## Task directions:
Among the entries below, one line contains "Should be fixed now with #1834" and another contains "When I test". Transcribe those two lines and every line between them, exactly.

## The records:
Issue #1354, opened 2014-08-28
PHP Fatal error:  Call to a member function request() on a non-object in Codeception/Module/REST.php on line 381


pantaovay:
PHP Fatal error:  Call to a member function request() on a non-object in phar:///vagrant_data/xueba/codecept.phar/src/Codeception/Module/REST.php on line 381
PHP Stack trace:
PHP   1. {main}() /vagrant_data/xueba/codecept.phar:0
PHP   2. require_once() /vagrant_data/xueba/codecept.phar:7
PHP   3. Symfony\Component\Console\Application->run() phar:///vagrant_data/xueba/codecept.phar/codecept:34
PHP   4. Symfony\Component\Console\Application->doRun() phar:///vagrant_data/xueba/codecept.phar/vendor/symfony/console/Symfony/Component/Console/Application.php:124
PHP   5. Symfony\Component\Console\Application->doRunCommand() phar:///vagrant_data/xueba/codecept.phar/vendor/symfony/console/Symfony/Component/Console/Application.php:193
PHP   6. Symfony\Component\Console\Command\Command->run() phar:///vagrant_data/xueba/codecept.phar/vendor/symfony/console/Symfony/Component/Console/Application.php:887
PHP   7. Codeception\Command\Run->execute() phar:///vagrant_data/xueba/codecept.phar/vendor/symfony/console/Symfony/Component/Console/Command/Command.php:252
PHP   8. Codeception\Codecept->run() phar:///vagrant_data/xueba/codecept.phar/src/Codeception/Command/Run.php:149
PHP   9. Codeception\Codecept->runSuite() phar:///vagrant_data/xueba/codecept.phar/src/Codeception/Codecept.php:145
PHP  10. Codeception\SuiteManager->run() phar:///vagrant_data/xueba/codecept.phar/src/Codeception/Codecept.php:162
PHP  11. Codeception\PHPUnit\Runner->doEnhancedRun() phar:///vagrant_data/xueba/codecept.phar/src/Codeception/SuiteManager.php:153
PHP  12. PHPUnit_Framework_TestSuite->run() phar:///vagrant_data/xueba/codecept.phar/src/Codeception/PHPUnit/Runner.php:100
PHP  13. PHPUnit_Framework_TestCase->run() phar:///vagrant_data/xueba/codecept.phar/vendor/phpunit/phpunit/src/Framework/TestSuite.php:675
[...]

Issue #1111, opened 2014-06-17
HELP!  FATAL ERROR. TESTS NOT FINISHED.


mikeerickson:
I have been battling this issue for weeks and until now, I have just worked around it (ignored testing this part of application) but I have to face it head on now and dont know what to do.

I am simply trying to perform a simple test POST using API suite.  

If there are any suggestions, it would be greatly appreciated!

Error

FATAL ERROR. TESTS NOT FINISHED.
Call to a member function request() on a non-object 

Test method causing error

	public function it_should_create_new_resource(ApiTester $I)
	{
		$I->sendPOST($this->baseUrl().'companies', ['name', 'CodeDungeon'], null);
		$I->canSeeResponseIsJson();
	}

api.suite.yml

class_name: ApiTester
modules:
  enabled: [REST, ApiHelper, PHPBrowser]
  config:
    PHPBrowser:
      url: http://rangladex.app:8000/
  REST:
    url: http://rangladex.app:8000/api/v1/

zbateson:
Should be fixed now with #1834

Issue #111, opened 2013-01-16
TestCase class getTrace() method error (call to undefined method)


Ragazzo:
Error occurs when unit-test fails, for example simple check `$this->assertTrue(false);`. So error on this line https://github.com/Codeception/Codeception/blob/master/src/Codeception/Subscriber/Console.php#L147. Did u removed this method or it was in phpunit < 3.7? I use phpunit 3.7.

PR #1807, opened 2015-03-27
don't fire TEST_AFTER on conditional failure, fixes #1647 #1354 and #111...

### LINKED ISSUE #1647: REST module throws execeptions after using "canSeeResponseContainsJson"
I created a simple test to call a URL and then test if I can:
```php
$I->canSeeResponseContainsJSON(array('status'=>'OK'));
```
When I test for that, and the response contains the array('status'=>'OK') everything is OK

BUT, if I change the code to be:
```php
$I->canSeeResponseContainsJSON(array('status'=>'OK2'));
//OR
$I->canSeeResponseContainsJSON(array('status1'=>'OK'));
```
REST.php throws an exception the next time I try to issue a $I->sendGET
```bash
PHP Fatal error:  Call to a member function request() on a non-object in vendor/codeception/codeception/src/Codeception/Module/REST.php on line 380
```
Here is my test
```
    $params['url'] = 'http://localhost.com/2010/06/01/travel/escapes/dan_is_testing.html';
    $I->sendPOST("http://$host/svc/bitly/shorten", $params);
    $I->canSeeResponseIsJson();
    $I->canSeeResponseContainsJSON(array('status'=>'OK2'));
    unset($params);
    $params['url'] = 'http://localhost.com/2010/06/01/travel/escapes/dan_is_testing.html';
    $params['start_date'] = '2010-06-02';
    $params['end_date'] = '2010-06-02';
    $I->sendGET("http://$host/svc/bitly/urlstats", $params); // **THOWS ERROR HERE**
    $I->seeResponseIsJson();
    $I->seeResponseContainsJSON(array('status'=>'OK'));
```
I'm using codeception 2.0.9
> php -v
PHP 5.5.13 (cli) (built: Sep  8 2014 14:41:26) 
Copyright (c) 1997-2014 The PHP Group
Zend Engine v2.5.0, Copyright (c) 1998-2014 Zend Technologies
    with Xdebug v2.2.5, Copyright (c) 2002-2014, by Derick Rethans
> composer -V
Composer version 1.0-dev (c58b7d917c65692eeb00c22b2fbaaa251cb390dc) 2015-01-05 16:31:16

schmunk42:
I had the same problems like described in #1647 #1354 and #1111 

Please review this PR, as I have no deep understanding of Codeception's internals, but from the explanations in the issues, the fix would look logical to me.

### DIFF
--- a/src/Codeception/PHPUnit/Listener.php
+++ b/src/Codeception/PHPUnit/Listener.php
@@ -5,6 +5,7 @@ use Codeception\Events;
 use Codeception\Event\FailEvent;
 use Codeception\Event\SuiteEvent;
 use Codeception\Event\TestEvent;
+use Codeception\Exception\ConditionalAssertionFailed;
 use Codeception\TestCase;
 use Exception;
 use PHPUnit_Framework_Test;
@@ -42,7 +43,11 @@ class Listener implements \PHPUnit_Framework_TestListener
     {
         $this->unsuccessfulTests[] = spl_object_hash($test);
         $this->fire(Events::TEST_FAIL, new FailEvent($test, $e));
-        $this->fire(Events::TEST_AFTER, new TestEvent($test, $time));
+        if ($e instanceof ConditionalAssertionFailed) {
+            // do not fail test on ConditionalAssertionFailed
+        } else {
+            $this->fire(Events::TEST_AFTER, new TestEvent($test, $time));
+        }
     }
 
     public function addError(\PHPUnit_Framework_Test $test, \Exception $e, $time)


zbateson:
Hi @schmunk42 - can/cant methods are generated, so you won't see tests in unit tests for the modules (because the can/cant methods don't actually exist on them).  I had written some tests for this exact problem but I think the idea is to put this fix in a coming release.  

You can see the tests I had created here if interested: https://github.com/zbateson/Codeception/commit/df2960da6fc515aa6378b701e341405405ee1658 which is pretty much the same as your PR but with some testing, and will most likely be a part of 2.1, not 2.0.

zbateson:
Unless @DavertMik would be happy to merge this, and have the test code only be a part of 2.1 which I'm all for, as it would allow us to use can/cant before 2.1 :)

schmunk42:
@zbateson Thanks for your info :) Is your code already in 2.1?

zbateson:
It isn't yet, I hadn't had a chance to submit a pull request to master - I'm hoping to have some time in the next 4/5 days to do so.  That commit was written against 2.0 so I'll have to check if the test code would need any modification before submitting.

zbateson:
It was decided to merge my pull request against 2.0 after all.  It's the same as yours just with the added tests :)

Thank you

PR #1809, opened 2015-03-27
moved output data to debug section, fixes #1808

### LINKED ISSUE #1808: Feature Request: Show JSON response data on -vv
I tried to patch  the code to be able to see less output from failed JSON responses.
But I could not access the OutputStream from there:
https://github.com/Codeception/Codeception/blob/2.0/src/Codeception/Module/REST.php#L510

Would be nice if the full output is only shown with -vv or -vvv.

schmunk42:


DavertMik:
I think your fix is too specific. I think JSON should be displayed on failure so we can compare both actual and expected inside failure message. `debugSection` will show those jsons while test runs and if there will be lots of lines there text won't be availble in the end. 

Probably you can shorten somehow the output of var_export if you feel there are too much lines there (how many do you have?). Probably we can limit them to 20 lines, for example

schmunk42:
Limiting the output is in general desirable, in my current example I have like 250kB of JSON data downloaded.

PR #1811, opened 2015-03-27
Fix for submitForm default value for a textarea

zbateson:
Textarea node doesn't have 'value' attribute, and an issue with conditions meant it wasn't working correctly.


DavertMik:
:+1:

PR #1814, opened 2015-03-28
Extend SOAP module sendRequest handling

### LINKED ISSUE #1784: Module/SOAP with Symfony2 Framework
I configured Codeception with 
```
class_name: ApiTester                                                                                                                                             
modules:
    enabled: [Symfony2, SOAP, ApiHelper]
```

In my opinion the code in Module/SOAP.php::processInternalRequest does not make sense for the use of the Symfony2 Framework.

Why should the symfony2 output be catched via output buffer? The internal response from symfony is a Symfony\Component\HttpFoundation\Response class.

A return for $this->client->getInternalResponse()->getContent() should be the better choice.

Or do I miss something?

Thanks.
Noles

Noles:
Fixes #1784 - With this changes the output buffer use can be disabled by user.

### DIFF
--- a/docs/modules/SOAP.md
+++ b/docs/modules/SOAP.md
@@ -25,6 +25,9 @@ If you use PHP SoapServer with framework, try to block call to this method in te
 ## Configuration
 
 * endpoint *required* - soap wsdl endpoint
+* schema - namespace (ns) schema (default: *empty*)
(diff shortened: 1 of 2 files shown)


DavertMik:
Thanks. Looks useful

PR #1817, opened 2015-03-29
Update AMQP.php

jistok:
add a routing key to a push to exchange to facilitate proper routing of topics


src/Codeception/Module/AMQP.php
```diff
@@ -114,12 +114,12 @@ public function _before(\Codeception\TestCase $test)
      * @param $exchange
```
DavertMik: could you update docs here as well?
and provide an example of usage. Thanks

DavertMik:
Thanks!

PR #1819, opened 2015-03-30
[dev-master] Fix Dependent Module Injection

### LINKED ISSUE #1818: [dev-master] ModuleContainer::injectDependentModule Injects the Wrong Module
After the latest composer update, running tests that require REST module fail with the following message:
```
 Argument 1 passed to Codeception\Module\REST::_inject() must be an instance of Codeception\Lib\InnerBrowser, instance of Codeception\Module\REST given, called in /vagrant/vendor/codeception/codeception/src/Codeception/Lib/ModuleContainer.php on line 166 and defined in /vagrant/vendor/codeception/codeception/src/Codeception/Module/REST.php on line 111
```
After some digging I noticed that $dependentModule is created from the Module itself and not the dependent module looking code in \Codeception\Lib\ModuleContainer.php  on line 162:
```php
public function injectDependentModule($name, DependsOnModule $module)
    {
        $message = '';
        $dependency = $module->_depends();
        if (is_array($dependency)) {
            $message = reset($dependency);
            $dependency = key($dependency);
        }
        if (!isset($this->config['modules']['depends'][$name])) {
            throw new ModuleRequire($module,
                "\nThis module depends on module of $dependency\n" .
                "Please specify the dependent module inside module configuration section.\n" .
                "\n\n$message");
        }
        $dependentModule = $this->create($name, false);
        if (!method_exists($module, '_inject')) {
            throw new ModuleException($module, 'Module requires method _inject to be defined to accept dependencies');
        }
        $module->_inject($dependentModule);
    }
```

Changing line 162 to the following code seems to fix this:
```php
 $dependentModule = $this->create($this->config['modules']['depends'][$name], false);
```

ShayaTepper:
Fixes #1818. With this update, we are changing the module being passed to the _inject method from the module itself ($name) to the correct 'depends' module as it is configured in the associated .yml file.

### DIFF
--- a/src/Codeception/Lib/ModuleContainer.php
+++ b/src/Codeception/Lib/ModuleContainer.php
@@ -159,7 +159,7 @@ class ModuleContainer
                 "Please specify the dependent module inside module configuration section.\n" .
                 "\n\n$message");
         }
-        $dependentModule = $this->create($name, false);
+        $dependentModule = $this->create($this->config['modules']['depends'][$name], false);
         if (!method_exists($module, '_inject')) {
             throw new ModuleException($module, 'Module requires method _inject to be defined to accept dependencies');
         }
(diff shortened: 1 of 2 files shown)


DavertMik:
already fixed )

## Output for this exercise:
Should be fixed now with #1834

Issue #111, opened 2013-01-16
TestCase class getTrace() method error (call to undefined method)


Ragazzo:
Error occurs when unit-test fails, for example simple check `$this->assertTrue(false);`. So error on this line https://github.com/Codeception/Codeception/blob/master/src/Codeception/Subscriber/Console.php#L147. Did u removed this method or it was in phpunit < 3.7? I use phpunit 3.7.

PR #1807, opened 2015-03-27
don't fire TEST_AFTER on conditional failure, fixes #1647 #1354 and #111...

### LINKED ISSUE #1647: REST module throws execeptions after using "canSeeResponseContainsJson"
I created a simple test to call a URL and then test if I can:
```php
$I->canSeeResponseContainsJSON(array('status'=>'OK'));
```
When I test for that, and the response contains the array('status'=>'OK') everything is OK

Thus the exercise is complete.